● **SOURCE MATERIAL**
PR #410, opened 2024-04-23
Removal of redundant attributes and parse-rules from decision node-specs

elpoelma:
### Overview
This PR removes redundant attributes and parse-rules from the following node-specs:
- `besluit`
- `besluit_title`
- `description`
- `motivering`
- `article_container`
- `besluit_article`
- `besluit_article_content`

The parse-rules of these nodespecs should be able to parse both the old and the new representations.

None

### How to test/reproduce
- Start the dummy app
- Import the sample `DecisionTemplate` or copy over a document from GN
- Ensure that all RDFa contained in the decision is correctly parsed and stored.

### Challenges/uncertainties
At the moment, there are still issues in the parsing logic of decision-articles, I will tackle these issues in a seperate PR.

### Checks PR readiness
- [ ] changelog
- [x] npm lint

### DIFF
--- a/addon/plugins/standard-template-plugin/utils/nodes.ts
+++ b/addon/plugins/standard-template-plugin/utils/nodes.ts
@@ -491,10 +491,6 @@ export const besluit: NodeSpec = {
   canSplit: false,
   attrs: {
     ...rdfaAttrSpec({ rdfaAware }),
-    typeof: {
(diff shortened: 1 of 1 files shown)


piemonkey (approved):
I can't remember the case that these were added for, but they should be easy to reinstate if we find problems again.

PR #419, opened 2024-04-26
Placeholder for snippets

piemonkey:
### Overview
The title says it all really... I tried to understand the intent of the ticket, so hopefully this makes sense. I've added a node to act as a placeholder. When inserted, we ask which snippet lists should be allowed for that placeholder. It uses the same RDFa as the existing logic to hold snippet list ids.

https://binnenland.atlassian.net/browse/GN-4782
Uses: https://github.com/lblod/ember-rdfa-editor/pull/1188

### Setup
Includes changes from editor, but they are included by using a prerelease dependency.

### How to test/reproduce
Insert a placeholder, then select it and insert a snippet.

### Challenges/uncertainties
...

### Checks PR readiness
- [x] changelog
- [x] npm lint
- [x] no new deprecations


abeforgit (approved):
That's indeed pretty much exactly what I had in mind. One thing I think we'll need is the ability to edit the text inside the placeholder, to give more informative instructions to the user. But for that we can await saska's design, which will take this requirement into account as well

PR #426, opened 2024-05-09
GN-4692: Create a `besluit-topic` (decision topic) plugin

dkozickis:
### Overview

Create a `besluit-topic` plugin allowing to connect multiple topics (`BesluitThema`) to a decision (besluit).

https://binnenland.atlassian.net/browse/GN-4692

### Setup

1. Checkout

### How to test/reproduce

Please repeat after me, see the video :) 

https://github.com/lblod/ember-rdfa-editor-lblod-plugins/assets/769698/c6b4fd79-aac8-4cbb-a4bc-25a530d47532

### Challenges/uncertainties

1. Plugin provider an UI element that can be inserted anywhere, similar to `besluit-type` plugin. But there's not enough space in demo, or in GN, to insert it without wrapping the menu. So that's kind of meh :( 

2. It's possible to have a sub-topic for a topic (see [here ](https://github.com/Informatievlaanderen/OSLOthema-slimmeRaadpleegOmgeving?tab=readme-ov-file#subthemas-defini%C3%ABren)), but I have not implemented it yet 🤔 @abeforgit should it be done? 

### Checks PR readiness
- [X] changelog
- [X] npm lint
- [X] no new deprecations

### DIFF
--- a/addon/components/besluit-topic-plugin/besluit-topic-toolbar-dropdown.hbs
+++ b/addon/components/besluit-topic-plugin/besluit-topic-toolbar-dropdown.hbs
@@ -83,6 +83,11 @@
           />
         {{/if}}
       </Modal.Body>
+      <Modal.Footer>
+        <AuButton {{on 'click' this.toggleCard}}>{{t
+            'besluit-topic-plugin.close-modal'
+          }}</AuButton>
+      </Modal.Footer>
     </AuModal>
   {{/if}}
 </div>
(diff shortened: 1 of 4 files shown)


abeforgit (changes requested):
in general looks good, just some UX concerns:
- afaik topic is not a mandatory field, so we shouldn't throw the modal in people's faces on load
- because it's a multiselect, we shouldn't close the modal after selecting one. A modal that stays open, with an "ok" button that just closes the modal (cause it autosaves on select already) would work better I think

lagartoverde (approved):
In my opinion the pill should have a pointer to show its clickable but the decision type one doesn't have it either, so I guess it's okay, everything else works fine :)

PR #427, opened 2024-05-13
Feature/lmb plugin

lagartoverde:
### Overview
Added a new plugin to add info about mandatees on LMB to the document, this will need the service lmb-proxy-service in the backend, also you should be logged to an admin unit

https://binnenland.atlassian.net/browse/GN-4830
https://github.com/lblod/app-gelinkt-notuleren/pull/182

### Setup
Clone the backend branch, build the service, link the plugin to the frontend and add it to the document

### How to test/reproduce
Click on the side menu, add a new lmb mandatee and that's it

### Challenges/uncertainties
I used the css of  the worship service, as we are waiting for design on this plugin, should we wait until we do, or should I just convert those clases to neutral naming?

### Checks PR readiness
- [x] changelog
- [x] npm lint
- [x] no new deprecations


abeforgit (changes requested):
The types aren't correct:
```
addon/components/lmb-plugin/search-modal.ts:95:9 - error TS2322: Type 'Mandatee[] | null | undefined' is not assignable to type 'Mandatee[]'.
  Type 'undefined' is not assignable to type 'Mandatee[]'.

95     let mandatees: Mandatee[] = this.fetchData.lastComplete?.value;
           ~~~~~~~~~

addon/components/lmb-plugin/search-modal.ts:105:30 - error TS2339: Property 'toSorted' does not exist on type 'Mandatee[]'.

105       mandatees = mandatees?.toSorted((a: Mandatee, b: Mandatee) => {
```

addon/components/lmb-plugin/search-modal.ts
```diff
@@ -0,0 +1,157 @@
...
+        `,
+      }),
+    });
+    const queryJson: SparqlResponse = await queryResponse.json();
+    const mandatees = queryJson.results.bindings.map(Mandatee.fromBinding);
+    return mandatees;
+  });
+
+  search = restartableTask(async () => {
+    // Can't do what I want, so if the user modifies the filter before resolving the query will run again
```
abeforgit, line 90: what did you want to do?

addon/components/lmb-plugin/list.hbs
```diff
@@ -0,0 +1,60 @@
+<AuTable>
+  <:header>
+    <tr class='au-c-data-table__header-title'>
+      <th>
+        <WorshipPlugin::SortableTableHeader
```
abeforgit, line 5: If you're reusing these, it makes sense to extract them out from under the worshipPlugin namespace

translations/en-US.yaml
```diff
@@ -416,3 +416,17 @@ worship-plugin:
       sort: Sort
       asc: Sort ascending
       desc: Sort descending
+
+lmb-plugin:
```
abeforgit, line 420: missing dutch translations

abeforgit (changes requested):
haven't managed to get it running, but here's already some code comments

abeforgit (changes requested):
some more things:
- name sorting should be on the last name, if possible
- name search should be case-insensitive

addon/components/lmb-plugin/search-modal.ts
lagartoverde: Basically I wanted to avoid refetching the data from the endpoint if the user changes the sort or filter before it finishes, but I couldn't I don't think is really relevant but would be nice to do it.
I don't seem to know enough about ember-concurrency to do what I want

lagartoverde: As the filter is only applied on the frontend there's no need of refetching the data

addon/components/lmb-plugin/list.hbs
lagartoverde: I used Common::Sort::SortableTableHeader is this a good naming?

translations/nl-BE.yaml
```diff
@@ -412,7 +416,18 @@ worship-plugin:
...
+  modal:
+    title: Kies een mandataris
+    insert: Invoegen
+    search:
+      title: Filter op
+    fields:
+      name: Naam
+      status: Status
+      fractie: Fractie
+      role: Role
```
abeforgit, line 433: role => "Rol"

abeforgit (changes requested):
Just one more translation thing, you don't need to re-request review after changing it, just merge

PR #428, opened 2024-05-17
Style exported snippet placeholders, and fix styling for inline placeholders for full URIs

lagartoverde:
### Overview
Implemented some stylng fixes related to GN-4826 and GN-4832
GN-4832
GN-4826

### How to test/reproduce
Link the plugins to the frontend and go to regulatory-statements/6644C5FDD4D58A6BA3A6C75E/edit while being proxied to dev, in Geemente Aalst, it should show correctly.
You can also add this same RB to an agendapoint, and it should show as a mark highlight

### Challenges/uncertainties
Decided to go with the span in the end, because the div resulted in a lot of copy pasted css, and had some problems with it being a div. If we get some design we can change to its own css class and style accordingly

### Checks PR readiness
- [x] changelog
- [x] npm lint
- [x] no new deprecations


abeforgit (changes requested):
I don't like how the snippet placeholder now looks exactly like other text placeholders... 
We talked about them having a similar background, not using the exact same class

And I thought we agreed on giving it its own class, and keeping it as a div...

abeforgit (approved):

PR #429, opened 2024-05-17
GN-4693: Insert LPDC

dkozickis:
### Overview

Insert LPDC reference for besluit (decision)

* https://binnenland.atlassian.net/browse/GN-4693
* https://github.com/lblod/app-gelinkt-notuleren/pull/183
* https://github.com/lblod/ember-rdfa-editor-lblod-plugins/pull/429

### Setup

1. Checkout frontend PR - https://github.com/lblod/ember-rdfa-editor-lblod-plugins/pull/429
2. Checkout `app-gelinkt-notuleren` PR - https://github.com/lblod/app-gelinkt-notuleren/pull/183
3. Start `app-gn` with something like `docker compose -f docker-compose.yml -f docker-compose.dev.yml -f docker-compose.override.yml up`, `API_KEY` for `lpdc-service` should go into `docker-compose.override.yml`
4. Start frontend

### How to test/reproduce

Repeat after me

https://github.com/lblod/ember-rdfa-editor-lblod-plugins/assets/769698/52f93371-8fa2-4950-92af-58aa985d6600

### Challenges/uncertainties

* What needs to be shown in the search modal?
* How should the node look in the UI really?

### Checks PR readiness
- [X] changelog
- [X] npm lint
- [X] no new deprecations

### DIFF
--- a/tests/dummy/app/controllers/besluit-sample.ts
+++ b/tests/dummy/app/controllers/besluit-sample.ts
@@ -308,7 +308,7 @@ export default class BesluitSampleController extends Controller {
         endpoint: 'http://localhost/vendor-proxy/query',
       },
       lpdc: {
-        // endpoint: 'https://dev.gelinkt-notuleren.lblod.info/lpdc-service',
+        // Needs to point at the same port as the ember app
         endpoint: 'http://localhost/lpdc-service',
       },
     };


addon/components/lpdc-plugin/lpdc-insert.ts
```diff
@@ -0,0 +1,94 @@
...
+    if (!resource) {
+      throw new Error('No besluit found in selection');
+    }
+
+    this.controller.withTransaction(
+      (tr) => {
+        const node = this.controller.schema.node(
+          'inline_rdfa',
+          {
+            rdfaNodeType: 'literal',
```
piemonkey, line 70: The way I read [the spec](https://github.com/Informatievlaanderen/OSLOthema-slimmeRaadpleegOmgeving#lpdc-codes) is that this should be a resource. I'm guessing since it isn't clear where the `dcterms:source` in their example comes from, this is only necessary if we want to add extra triples to the otherwise externally defined resource? But literal seems wrong according to their example.

addon/plugins/lpdc-plugin/api.ts
```diff
@@ -0,0 +1,111 @@
...
+      Accept: 'application/json',
+    },
+  });
+
+  const resultJson = (await results.json()) as FetchResults;
+
+  return {
+    lpdc: (resultJson.hydraMember ?? []).map((lpdc) => ({
+      uri: lpdc['@id'],
+      name: lpdc.naam.nl,
```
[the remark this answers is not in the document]
piemonkey: Hmm, filtering seems an odd choice, even though I agree that we can probably assume everything has `nl`. I'd personally probably do `naam.nl ?? naam.en` and filter out any that still have nothing.

addon/components/lpdc-plugin/lpdc-insert.ts
```diff
@@ -0,0 +1,93 @@
...
+      },
+      { view: this.controller.mainEditorView },
+    );
+
+    this.controller.doCommand(
+      addProperty({
+        resource,
+        property: {
+          predicate: SRO('bekrachtigt').full,
+          object: sayDataFactory.literalNode(rdfaId),
```
piemonkey, line 86: Should this be `.resourceNode(uri)`?

piemonkey (approved):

● **PROBLEM STATEMENT**
Search the entries above for lines containing the word "think", and copy each one.

● **TASK OUTPUT**
That's indeed pretty much exactly what I had in mind. One thing I think we'll need is the ability to edit the text inside the placeholder, to give more informative instructions to the user. But for that we can await saska's design, which will take this requirement into account as well
- because it's a multiselect, we shouldn't close the modal after selecting one. A modal that stays open, with an "ok" button that just closes the modal (cause it autosaves on select already) would work better I think
lagartoverde: Basically I wanted to avoid refetching the data from the endpoint if the user changes the sort or filter before it finishes, but I couldn't I don't think is really relevant but would be nice to do it.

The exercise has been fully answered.